* EXERCISE DIRECTIONS: Collect every line below that contains the word "IVerifier".

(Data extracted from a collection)
PR #15025, opened 2023-10-24
feat(protocol): update A6 configurations

davidtaikocha:
Still need some benchmarks for circuits later on, for internal review at first.


packages/protocol/contracts/L1/tiers/TaikoA6TierProvider.sol
```diff
@@ -82,8 +87,14 @@ contract TaikoA6TierProvider is ITierProvider {
...
     function getMinTier(uint256 rand) public pure override returns (uint16) {
-        if (rand % 1000 == 0) return LibTiers.TIER_SGX_AND_PSE_ZKEVM;
-        else if (rand % 100 == 0) return LibTiers.TIER_SGX;
+        // If we assume the block time is 3 seconds, and the proof generation
+        // time is ~90 mins
+        // and half of the blocks are unprovable: 90 * 60 / 3 / 2  = 900.
+        // TODO(david): tune this value based on the A6 circuits benchmark.
+        if (rand % 900 == 0) return LibTiers.TIER_SGX_AND_PSE_ZKEVM;
+        else if (rand % 100 == 0) return LibTiers.TIER_SGX; // 1% of the blocks
+            // will be slected to require a SGX proof.
```
Brechtpd, line 96: 1% seems low. Why not 100%? For testing purposes?

packages/protocol/contracts/L1/TaikoL1.sol
```diff
@@ -262,14 +262,28 @@ contract TaikoL1 is
...
-            blockRingBufferSize: 403_210,
+            chainId: 167_008,
+            // Assume the block time is 3s, the protocol will allow ~1 month of
+            // new blocks
+            // without any verification.
+            blockMaxProposals: 864_000,
+            blockRingBufferSize: 864_010,
+            // Can be overridden by the tier config.
             maxBlocksToVerifyPerProposal: 10,
+            // Limited by the PSE zkEVM circuits.
```
Brechtpd, line 279: Because people complain about it and there is a path for the PSE circuits to be able to support arbitrary block sizes, maybe we can just set this to 15M gas?

packages/protocol/contracts/L1/TaikoL1.sol
```diff
@@ -262,14 +262,28 @@ contract TaikoL1 is
...
             blockMaxGasLimit: 8_000_000,
+            // Each go-ethereum transaction has a size limit of 128KB,
+            // and right now txList is still saved in calldata, so we set it
+            // to 120KB.
             blockMaxTxListBytes: 120_000,
-            livenessBond: 10_240e18,
+            livenessBond: 10_240e18, // 10_240 Taiko token
```
Brechtpd, line 285: Seems like a strangely specific number, why isn't it just a round number? :)

packages/protocol/contracts/L1/TaikoL1.sol
davidtaikocha: Ah good news! Changed to 15M.

packages/protocol/contracts/L1/TaikoL1.sol
davidtaikocha: Changed to a round number: `10_000`

packages/protocol/contracts/L1/tiers/TaikoA6TierProvider.sol
davidtaikocha: If so, then I think the optimistic tier in this A6 provider can be removed? emmm do we want to do that?

dantaik: Brecht, I think we should not make it 100% to also test the lowest tier. A a prover, we can always submit SGX proofs even if the block requires a lower tier proof.

packages/protocol/contracts/L1/TaikoToken.sol
```diff
@@ -47,8 +47,8 @@ contract TaikoToken is
         ERC20SnapshotUpgradeable.__ERC20Snapshot_init_unchained();
         ERC20VotesUpgradeable.__ERC20Votes_init_unchained();
 
-        // Mint 1 billion tokens
-        _mint(_recipient, 1_000_000_000 ether);
+        // Mint max Uint128 for testnet.
+        _mint(_recipient, type(uint128).max);
```
dantaik, line 51: why max? I think we should stick to 1 billion, it should just work, no?

packages/protocol/contracts/L1/tiers/TaikoA6TierProvider.sol
dantaik: 10%?

packages/protocol/contracts/L1/TaikoToken.sol
davidtaikocha: yep it should work, but just thought 1 billion supply with current `10_000 liveness bond` + `20 * 10_000 optimistic proof validity bond`, even if we keep all tokens, we are only able to provide ~5000 blocks optimistic proof under 28 hrs (cooldown window), and if we assume 3 seconds as block time, we may have 1200 blocks per hour, so lets reduce the bond?

packages/protocol/contracts/L1/TaikoL1.sol
```diff
@@ -262,14 +262,28 @@ contract TaikoL1 is
...
+            blockRingBufferSize: 864_010,
+            // Can be overridden by the tier config.
             maxBlocksToVerifyPerProposal: 10,
-            blockMaxGasLimit: 8_000_000,
+            // Limited by the PSE zkEVM circuits.
+            blockMaxGasLimit: 15_000_000,
+            // Each go-ethereum transaction has a size limit of 128KB,
+            // and right now txList is still saved in calldata, so we set it
+            // to 120KB.
             blockMaxTxListBytes: 120_000,
```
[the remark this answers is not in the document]
davidtaikocha: image
Yep when a transaction comes into mempool, there will be a check that its size should be smaller than `txMaxSize`, but I also think that it's just a limitation set by geth, and not by Ethereum protocol.

packages/protocol/contracts/L1/tiers/TaikoA6TierProvider.sol
davidtaikocha: Changed to 10%

packages/protocol/contracts/L1/TaikoL1.sol
```diff
@@ -262,14 +262,27 @@ contract TaikoL1 is
         virtual
         returns (TaikoData.Config memory)
     {
+        // All hard-coded configurations:
+        // - treasury: 0xdf09A0afD09a63fb04ab3573922437e1e637dE8b
+        // - blockMaxTxs: 80 (limited by the PSE zkEVM circuits)
```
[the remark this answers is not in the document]
davidtaikocha: No it's just hard-coded in both circuits and node at this point.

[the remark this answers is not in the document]
davidtaikocha: But if there is an optimization in circuits for increasing `block.gasLimit` to 15M, are we safe to increase this number too? @Brechtpd

packages/protocol/contracts/L1/TaikoToken.sol
davidtaikocha: yep 250 liveness bond makes sense to me, changed: https://github.com/taikoxyz/taiko-mono/pull/15025/commits/2af5f28c3c5aae10be2aa10cb81a5ce5cd9d7396

packages/protocol/contracts/L1/TaikoL1.sol
```diff
@@ -262,14 +262,27 @@ contract TaikoL1 is
...
             maxBlocksToVerifyPerProposal: 10,
-            blockMaxGasLimit: 8_000_000,
+            // Limited by the PSE zkEVM circuits.
+            blockMaxGasLimit: 15_000_000,
+            // Each go-ethereum transaction has a size limit of 128KB,
+            // and right now txList is still saved in calldata, so we set it
+            // to 120KB.
             blockMaxTxListBytes: 120_000,
-            livenessBond: 10_240e18,
+            livenessBond: 10_000e18, // 10_000 Taiko token
```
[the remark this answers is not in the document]
davidtaikocha: Changed to 250 based on the latest comment.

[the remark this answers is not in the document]
davidtaikocha: Changed to 250 based on the latest comment: https://github.com/taikoxyz/taiko-mono/pull/15025#discussion_r1371007603

packages/protocol/contracts/L1/TaikoL1.sol
```diff
@@ -262,14 +262,27 @@ contract TaikoL1 is
         virtual
         returns (TaikoData.Config memory)
     {
+        // All hard-coded configurations:
+        // - treasury: 0xdf09A0afD09a63fb04ab3573922437e1e637dE8b
+        // - blockMaxTxs: 80 (limited by the PSE zkEVM circuits)
+        // - anchorGasLimit: 250_000 (based on internal devnet, its ~220_000
```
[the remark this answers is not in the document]
davidtaikocha: Right, it's part of the L2 consensus, all anchor transactions should use this value as gas limit.

packages/protocol/contracts/L1/tiers/TaikoA6TierProvider.sol
```diff
@@ -10,7 +10,11 @@ import { ITierProvider, LibTiers } from "./ITierProvider.sol";
 
 /// @title TaikoA6TierProvider
 contract TaikoA6TierProvider is ITierProvider {
-    uint96 private constant UNIT = 10_000e18; // 10000 Taiko token
+    uint96 private constant UNIT = 10_000e18; // 10_000 Taiko token (equal to
```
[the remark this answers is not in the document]
davidtaikocha: Changed.

packages/protocol/contracts/L1/TaikoL1.sol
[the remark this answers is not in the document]
Brechtpd: Yeah should be okay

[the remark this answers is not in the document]
davidtaikocha: Sounds good updated to 150: https://github.com/taikoxyz/taiko-mono/pull/15025/commits/381a2b7ec4a0f95ca80b5204518216497db2e8e1 cc @smtmfft

packages/protocol/contracts/L2/TaikoL2.sol
```diff
@@ -173,7 +175,11 @@ contract TaikoL2 is EssentialContract, TaikoL2Signer, ICrossChainSync {
 
     /// @notice Returns EIP1559 related configurations
     function getConfig() public pure virtual returns (Config memory config) {
-        config.gasTargetPerL1Block = 15 * 1e6 * 10; // 10x Ethereum gas target
+        // 4x Ethereum gas target, if we assume most of the time, L2 block time
+        // is 3s, and each block is full (gasUsed is 15_000_000), then its
+        // ~60_000_000, if the  network is congester than that, the base fee
+        // will increase.
+        config.gasTargetPerL1Block = 15 * 1e6 * 4;
```
dantaik, line 182: Initially the network won't be used much, so the L1 capacity may higher than our expected block size. So maybe on top of this calculation, divide it by a factor of 8? Then gradually we change the factor to 1?

dantaik: Otherwise, we'll always see 0 basefee

davidtaikocha: For testnet, what we observed is that the network's usage is just simply highly related to community campaigns, but yeah for mainnet, that factor makes sense to me.

packages/protocol/contracts/L1/tiers/TaikoA6TierProvider.sol
```diff
@@ -82,8 +80,14 @@ contract TaikoA6TierProvider is ITierProvider {
     }
 
     function getMinTier(uint256 rand) public pure override returns (uint16) {
-        if (rand % 1000 == 0) return LibTiers.TIER_SGX_AND_PSE_ZKEVM;
-        else if (rand % 100 == 0) return LibTiers.TIER_SGX;
+        // If we assume the block time is 3 seconds, and the proof generation
+        // time is ~90 mins and half of the blocks are unprovable:
+        // 90 * 60 / 3 / 2 = 900.
+        // TODO(david): tune this value based on the A6 circuits benchmark.
+        if (rand % 900 == 0) return LibTiers.TIER_SGX_AND_PSE_ZKEVM;
```
dantaik, line 87: This doesn't have to be really accurate.I prefer 1000 or 500, easier for manual calculation.

dantaik: I think @Brechtpd would prefer a higher number. so lets settle for 500 first then increate it if our SGX servers are not busy?

packages/protocol/contracts/L1/tiers/TaikoA6TierProvider.sol
```diff
@@ -9,10 +9,8 @@ pragma solidity ^0.8.20;
 import { ITierProvider, LibTiers } from "./ITierProvider.sol";
 
 /// @title TaikoA6TierProvider
+/// @dev Assuming liveness bound is 250TKO.
```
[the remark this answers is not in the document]
davidtaikocha: Added

packages/protocol/contracts/L1/tiers/TaikoA6TierProvider.sol
davidtaikocha: Changed to `500`

packages/protocol/contracts/L1/tiers/TaikoA6TierProvider.sol
```diff
@@ -82,8 +84,11 @@ contract TaikoA6TierProvider is ITierProvider {
     }
 
     function getMinTier(uint256 rand) public pure override returns (uint16) {
-        if (rand % 1000 == 0) return LibTiers.TIER_SGX_AND_PSE_ZKEVM;
-        else if (rand % 100 == 0) return LibTiers.TIER_SGX;
+        if (rand % 500 == 0) return LibTiers.TIER_SGX_AND_PSE_ZKEVM; // 0.2% of the blocks
```
smtmfft, line 87: One remaining concern here is this randomly selected block is unprovable due to unsupported tx, high rws, or some unknown issues(hidden bugs). 
For example, if a popular partner who still use legacy tx launches on taiko, like the one we met in A5, for a period of time all blocks are filled with at least on of their txs, which makes all blocks in that period unprovable, no matter what the rand is.
Should we have provable blocks (could be pure anchor block) at fixed intervals playing as ZK checkpoints without purely rely on rand?

dantaik: How can you have provable blocks at fixed intervals? If a block is not provable, we need to prove it using our guardian prover.

packages/protocol/contracts/L2/TaikoL2.sol
dantaik: So should we divided this number by a factor? Our testnet volume won't be larger than Ethereum mainnet, in terms of gas.

packages/protocol/contracts/L1/tiers/TaikoA6TierProvider.sol
smtmfft: Yes, here we rely heavily on oracle, I just thought besides the rand picking, maybe we can intentionally submit a few zk blocks to kind of refresh the zk ratio requirement.

packages/protocol/contracts/L2/TaikoL2.sol
adaki2004: Did some simulation. 

About "dynamically changing" values in the protocol:
Keeping track of the average gas / L1 variable and then adjust the behavior (all 3 values: gasExcess, target, quotient) to “show” a good look (like 1-10gwei baseFee) can technically be feasible but very challenging, computation heavy and is fee market manipulation, so I would not go this way.

 Also very important to note that the 3 values (gasExcess, target, quotient) are heavily interconnected ! If we change the target (+quotient) the gasExcess needs to change as well ! Otherwise the 1559 math will not work.
 
 When **60mil** and adjustment quotient is **8**, gas excess (calculated) is **19542030010** .
 
 THis is the simulation with the parameters (you can see in the labels). 
 
**Above target:**
block (if gas
**Below target:**
block (if gas
**Around target:**
1698392033_target_traffic


  When we run the same simulation with a very low (wrong gas excess ) value: 1 it looks like this:  ( See y-axis with 1e-9) 
  
block (if gas
below target)
1698392540_target_traffic


  When we use a huge one: 19542030010 (original good) * 10  (See y-axis with 1e41)
  
1698392740_above_average_traffic
below target)
Basefee chart
 
 So this is my proposal:
**1.** Do not set the init gasExcess to wrong value :) (What would be the initial correct value, see point  
**2.** What is the most important (and currently lacking in TaikoL2) to have a setter to modify these 3 variables all together otherwise things would look more ugly.
**3.** Monitor A5 - what was the traffic in the first 5 days, I mean average gasUsed / L1 block, and use this as our base target, and calculate the gasExcess accordingly. It is a good starting point, and when things will differ highly, just use the function in point 2.

dantaik: @adaki2004 could you please add the setter function? We can still use a not-so-accurate initial gasExcess then use the function to turn the parameter later on. I don't think picking the initial value right for gasExcess shall be important.

packages/protocol/contracts/L1/tiers/TaikoA6TierProvider.sol
dantaik: We can certainly do that, and prove it proactively even with ZKPs even if ZKPs are not required.

packages/protocol/contracts/L2/TaikoL2.sol
dantaik: see https://github.com/taikoxyz/taiko-mono/pull/15052

dantaik (approved):

dantaik (approved):

Brechtpd (approved):

PR #15027, opened 2023-10-24
feat(protocol): Enable designated address to propose 1st block post-genesis.

dantaik:
This feature allows a specific address to exclusively propose the first block in Taiko following mainnet launch.

### DIFF
--- a/packages/protocol/contracts/L1/libs/LibProposing.sol
+++ b/packages/protocol/contracts/L1/libs/LibProposing.sol
@@ -45,6 +45,7 @@ library LibProposing {
     error L1_UNAUTHORIZED();
 
     /// @dev Proposes a Taiko L2 block.
+
     function proposeBlock(
         TaikoData.State storage state,
         TaikoData.Config memory config,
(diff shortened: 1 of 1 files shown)


packages/protocol/contracts/L1/libs/LibProposing.sol
```diff
@@ -61,10 +62,8 @@ library LibProposing {
         // However, if the "proposer" address is set to a non-zero value, we
         // ensure that only that specific address has the authority to propose
         // blocks.
-        address proposer = resolver.resolve("proposer", true);
-        if (proposer != address(0) && msg.sender != proposer) {
-            revert L1_UNAUTHORIZED();
-        }
+        TaikoData.SlotB memory b = state.slotB;
+        if (!_isProposerPermitted(b, resolver)) revert L1_UNAUTHORIZED();
```
adaki2004, line 66: I'd add `if (slotB.numBlocks == 1)` here first (not in the `_isProposerPermitted`) because this will be called at every `proposeBlock()`, so in case we do not check it here, we will have 2 operations:

JUMP: 8 gas
EQ (equal): 3 gas

So "long term", cheaper to check the 1st block here. Otherwise LGTM.

dantaik: good feedback

davidtaikocha (approved):

PR #15031, opened 2023-10-24
feat(protocol): Blob hash to meta

adaki2004:


packages/protocol/contracts/L1/libs/LibProving.sol
```diff
@@ -196,8 +196,6 @@ library LibProving {
                     prover: msg.sender,
                     isContesting: evidence.tier == tran.tier
                         && tier.contestBond != 0,
-                    usingBlob: blk.usingBlob,
-                    blobHash: blk.blobHash,
```
Brechtpd, line 200: `evidence.blobHash` is passed in here, but it doesn't seem to be verified anywhere that it is indeed the same `blobHash` that was hashed inside `blk.metaHash`. To do that, the prover will have to provide all the meta data again, and then that data needs to be hashed again and checked that the hash matches the one in `blk.metaHash`.

dantaik: Good finding. Dani, maybe we should keep the code as-is if  passing in metadata as one additional parameter then hash it will probably cost more gas then storing these two variables (after ring buffer loops)?

packages/protocol/contracts/L1/TaikoData.sol
```diff
@@ -135,13 +138,12 @@ library TaikoData {
         bytes32 blobHash; // slot 2
```
dantaik, line 138: Dani, if we remove `usingBlob`, we can also remove `blobHash` from Block, move both of them to Metadata.

dantaik: Then when a block is to be proven, the prover will also have to pass in the metadata again then check the hash against blk.metaHash.

adaki2004:
@dantaik @Brechtpd 

Thanks for the feedback. I added the `BlockMetadata` to the proving and checking if it makes up the same `metahash` in `LibProving`.

Made some gas-consumption benchmark tests, and this is expected. ( `config.blockMaxProposals = 10 config.blockRingBufferSize = 12` in `TaikoL1.t.sol`).

This one's TaikoL1 tests:
kép

This one's Tiers tests:
kép

Base (4844) TaikoL1 tests:
kép

Base (4844) Tiers tests:
kép


Result TLDR (as expected):
- proposeBlock: -> around 18.000 gas cheaper (as expected due to no storage writes)
- proveBlock: -> around 1.700 gas more expensive (extra calldata)
- verifyBlock: -> (no significant change)

Please let me know if this solution is still lacking something or not. If not, then make a call which one to use.

I like this one better because we did not break the interface (for verifyProof() with 2 extra variables) and also significantly cheaper.

dantaik:
Dani, I think 1.700 more gas is fine, it's better than changing a slot from 1 to 2, which is 2,900 more gas. So this new implementation is cheaper.

packages/protocol/contracts/L1/libs/LibProposing.sol
```diff
@@ -80,6 +82,24 @@ library LibProposing {
             revert L1_TOO_MANY_BLOCKS();
         }
 
+        bytes32 blobOrTxListHash;
```
dantaik, line 85: I prefer to use `blobHash` and you can add the same comment for it:  `//or txListHash (if Blob not yet supported)`

packages/protocol/contracts/L1/libs/LibProposing.sol
```diff
@@ -93,12 +113,14 @@ library LibProposing {
...
                 // number as the L2 mixHash.
                 difficulty: bytes32(block.prevrandao * b.numBlocks),
+                blobHash: blobOrTxListHash,
                 extraData: extraData,
                 id: b.numBlocks,
                 timestamp: uint64(block.timestamp),
                 l1Height: uint64(block.number - 1),
                 gasLimit: config.blockMaxGasLimit,
                 coinbase: msg.sender,
+                usingBlob: blobUsed,
```
dantaik, line 123: use the same name? "blobused"?

packages/protocol/contracts/L1/libs/LibUtils.sol
```diff
@@ -121,4 +121,34 @@ library LibUtils {
...
+
+        uint256[7] memory inputs;
+        inputs[0] = uint256(meta.l1Hash);
+        inputs[1] = uint256(meta.difficulty);
+        inputs[2] = uint256(meta.blobHash);
+        inputs[3] = uint256(meta.extraData);
+        inputs[4] = (uint256(meta.id)) | (uint256(meta.timestamp) << 64)
+            | (uint256(meta.l1Height) << 128) | (uint256(meta.gasLimit) << 192);
+        inputs[5] =
+            uint256(uint160(meta.coinbase)) | (uint256(uUsingBlob) << 160);
```
dantaik, line 147: you can simply use `(meta.usingBlob ? 1: 0)`

packages/protocol/contracts/L1/libs/LibProving.sol
```diff
@@ -187,6 +191,9 @@ library LibProving {
         {
             address verifier = resolver.resolve(tier.verifierName, true);
 
+            // Auto-filled from meta value, so that no interface changes (no
+            // need to modify verifyProof)
+            evidence.usingBlob = meta.usingBlob;
```
dantaik, line 196: so the value of evidence.usingBlob is simply overwritten? Somehow I don't like the placeholder idea. Why not just pass in usingBlob directly to the verifier?

packages/protocol/contracts/L1/TaikoData.sol
```diff
@@ -104,9 +106,11 @@ library TaikoData {
         bytes32 metaHash;
         bytes32 parentHash;
         bytes32 blockHash;
+        bytes32 blobHash;
```
dantaik, line 109: I think we can simply pass both "Metadata" and "Evicence" to the verifier, and remove duplicate fields, such as `blobHash` and `usingBlob` from Evidence, we can also delete `metaHash` from Evidence.

packages/protocol/contracts/L1/libs/LibProving.sol
adaki2004: Wanted to keep the verifyProof() as clean as possible:

```
    function verifyProof(
        uint64 blockId,
        address prover,
        bool isContesting,
        TaikoData.BlockEvidence memory evidence
    )
```

 Since others do not use the `blobHash` or `blobUsed` (like SGX). But if you prefer, i can add it back.

packages/protocol/contracts/L1/TaikoL1.sol
```diff
@@ -110,13 +110,15 @@ contract TaikoL1 is
         external
         nonReentrant
     {
+        (
+            TaikoData.BlockEvidence memory evidence,
+            TaikoData.BlockMetadata memory metaData
```
dantaik, line 115: can we simply call it `meta` for consistence?

packages/protocol/contracts/L1/TaikoL1.sol
```diff
@@ -110,13 +110,15 @@ contract TaikoL1 is
...
+            input, (TaikoData.BlockEvidence, TaikoData.BlockMetadata)
+        );
         TaikoData.Config memory config = getConfig();
         uint8 maxBlocksToVerify = LibProving.proveBlock(
-            state,
-            config,
-            AddressResolver(this),
-            blockId,
-            abi.decode(input, (TaikoData.BlockEvidence))
+            state, config, AddressResolver(this), blockId, evidence, metaData
```
dantaik, line 121: metadata already has an `id` field, so I think we can stop passing `blockId` to LibProving, but we probably want to check `meta.id == blockId`.

packages/protocol/contracts/L1/libs/LibProving.sol
```diff
@@ -185,19 +189,21 @@ library LibProving {
         // It's obvious that proof verification is entirely decoupled from
         // Taiko's core protocol.
         {
-            address verifier = resolver.resolve(tier.verifierName, true);
+            IVerifier.VerifierInput memory verifierInput;
```
dantaik, line 192: Can we do 

```
= Input({
a: a,
b: b
})
```
so if you miss any field, the compiler will complain.

packages/protocol/contracts/L1/provers/GuardianProver.sol
```diff
@@ -75,7 +76,8 @@ contract GuardianProver is EssentialContract {
     /// @dev Called by guardians to approve a guardian proof
     function approveEvidence(
         uint64 blockId,
```
dantaik, line 78: blockId can be removed

packages/protocol/contracts/L1/verifiers/PseZkVerifier.sol
```diff
@@ -44,49 +44,40 @@ contract PseZkVerifier is EssentialContract, IVerifier {
...
+                prover: input.prover,
+                evidence: evidence,
+                pointValue: pf.pointValue
+            });
+
             Lib4844.evaluatePoint({
-                blobHash: blobHash,
-                x: uint256(x) % Lib4844.BLS_MODULUS,
+                blobHash: input.blobHash,
+                x: uint256(instance) % Lib4844.BLS_MODULUS,
```
dantaik, line 70: please use  `bytes32 x = keccak256(abi.encodePacked(blobHash, pf.txListHash));` as the x value.

packages/protocol/contracts/L1/provers/GuardianProver.sol
```diff
@@ -11,6 +11,7 @@ import { Proxied } from "../../common/Proxied.sol";
 
 import { LibTiers } from "../tiers/ITierProvider.sol";
 import { TaikoData } from "../TaikoData.sol";
+import { TaikoL1 } from "../TaikoL1.sol";
```
dantaik, line 14: remove this.

packages/protocol/contracts/L1/verifiers/PseZkVerifier.sol
```diff
@@ -137,8 +127,6 @@ contract PseZkVerifier is EssentialContract, IVerifier {
                 evidence.signalRoot,
                 evidence.graffiti,
                 prover,
-                blobHash,
```
dantaik, line 140: Dani, I think we still need `blobHash` and `txListHash` to be hashed into instnce.

packages/protocol/contracts/L1/verifiers/PseZkVerifier.sol
adaki2004: x is a uint256

packages/protocol/contracts/L1/verifiers/PseZkVerifier.sol
adaki2004: I think not necessary, because `metaHash` is there (and metaHash contains them (in blobHash variable hashed into it)).

packages/protocol/contracts/L1/TaikoL1.sol
```diff
@@ -100,23 +100,17 @@ contract TaikoL1 is
...
-    /// select the right implementation version.
     /// @param input An abi-encoded {TaikoData.BlockEvidence} object.
-    function proveBlock(
-        uint64 blockId,
-        bytes calldata input
-    )
-        external
-        nonReentrant
-    {
+    function proveBlock(bytes calldata input) external nonReentrant {
```
dantaik, line 104: I'm afraid for this function (not the one in LibProving) , we still need the blockId to route to different impls later if we hard fork.

I'll add it back.

packages/protocol/contracts/L1/libs/LibProposing.sol
```diff
@@ -32,7 +33,8 @@ library LibProposing {
         uint256 proverFee,
         uint16 minTier,
         TaikoData.BlockMetadata meta,
-        bool usingBlob
+        bytes32 blobHash,
```
dantaik, line 36: meta already has 'blobHash` and 'blobUsed`. You can remove them from the event.

packages/protocol/contracts/L1/TaikoData.sol
```diff
@@ -129,19 +131,14 @@ library TaikoData {
...
-        bytes32 blobHash; // slot 2
-        address assignedProver; // slot 3
+        address assignedProver; // slot 2
         uint96 livenessBond;
-        uint64 blockId; // slot 4
+        uint64 blockId; // slot 3
         uint64 proposedAt;
         uint32 nextTransitionId;
         uint32 verifiedTransitionId;
         uint16 minTier;
```
dantaik, line 140: minTier can also be moved MetaData as it is not used during verification. If you do so, you can also remove `minTier` from Event BlockProposed together with `blobHash` and `blobUsed`

packages/protocol/contracts/L1/libs/LibProving.sol
```diff
@@ -67,17 +67,20 @@ library LibProving {
...
-        uint64 slot = blockId % config.blockRingBufferSize;
+        uint64 slot = meta.id % config.blockRingBufferSize;
         TaikoData.Block storage blk = state.blocks[slot];
 
         // Check the integrity of the block data. It's worth noting that in
         // theory, this check may be skipped, but it's included for added
         // caution.
-        if (blk.blockId != blockId || blk.metaHash != evidence.metaHash) {
+        if (
+            blk.blockId != meta.id || blk.metaHash != evidence.metaHash
```
dantaik, line 81: Evidence and Metadata are both passed to proveBlock, therefore, you should remove `metahash` from `Evidence`.

packages/protocol/contracts/L1/verifiers/IVerifier.sol
```diff
@@ -11,13 +11,18 @@ import { TaikoData } from "../TaikoData.sol";
 /// @title IVerifier Interface
 /// @notice Defines the function that handles proof verification.
 interface IVerifier {
+    struct VerifierInput {
+        uint64 blockId;
+        address prover;
+        bool isContesting;
+        bool blobUsed;
+        bytes32 blobHash;
```
dantaik, line 19: here in Input, you need 'metaHash'

packages/protocol/contracts/L1/verifiers/PseZkVerifier.sol
```diff
@@ -44,49 +44,42 @@ contract PseZkVerifier is EssentialContract, IVerifier {
...
 
         bytes32 instance;
-
-        if (usingBlob) {
+        if (input.blobUsed) {
             PointProof memory pf = abi.decode(proof.pointProof, (PointProof));
-            bytes32 x = keccak256(abi.encodePacked(blobHash, pf.txListHash));
+
+            instance = calcInstance({
+                prover: input.prover,
```
dantaik, line 63: yes, instance must have `metaHash` (no longer part of evidence),  `txListHash` to be hashed in.

dantaik: Suggest to use evidence as the first param

packages/protocol/contracts/L1/verifiers/PseZkVerifier.sol
dantaik: You still need to hash-in txListHash besides metahash.

adaki2004: LiProposing.sol line 84: 
`bytes32 blobHash; //or txListHash (if Blob not yet supported)`
So `txListHash` is actually hashed into the metaHash - under the name `blobHash`.

packages/protocol/contracts/L1/verifiers/PseZkVerifier.sol
adaki2004: > yes, instance must have `metaHash` (no longer part of evidence), `txListHash` to be hashed in.

Please see my thoughts on why not txListHash has to be hashed in.
https://github.com/taikoxyz/taiko-mono/pull/15031#discussion_r1372232411

packages/protocol/contracts/L1/verifiers/PseZkVerifier.sol
adaki2004: @Brechtpd am i wrong maybe here ? 🤔

Brechtpd: `pf.txListHash` still needs to be put into the instance because it's used to generate the random point, and so in the circuit we have to verify if it is indeed the correct value by hashing the data in the circuit.

packages/protocol/contracts/L1/verifiers/PseZkVerifier.sol
dantaik: I think it is still needed, if not, how can the circuits check that the right value is used for calculating the x: 

```
 Lib4844.evaluatePoint({
                blobHash: input.blobHash,
                x: uint256(
                    keccak256(abi.encodePacked(input.blobHash, pf.txListHash))
                    ) % Lib4844.BLS_MODULUS,
                y: pf.pointValue,
                commitment: pf.pointCommitment,
                proof: pf.pointProof
            });
```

* RESULT OF THIS EXERCISE:
+            IVerifier.VerifierInput memory verifierInput;
@@ -44,49 +44,40 @@ contract PseZkVerifier is EssentialContract, IVerifier {
@@ -137,8 +127,6 @@ contract PseZkVerifier is EssentialContract, IVerifier {
packages/protocol/contracts/L1/verifiers/IVerifier.sol
 /// @title IVerifier Interface
 interface IVerifier {
@@ -44,49 +44,42 @@ contract PseZkVerifier is EssentialContract, IVerifier {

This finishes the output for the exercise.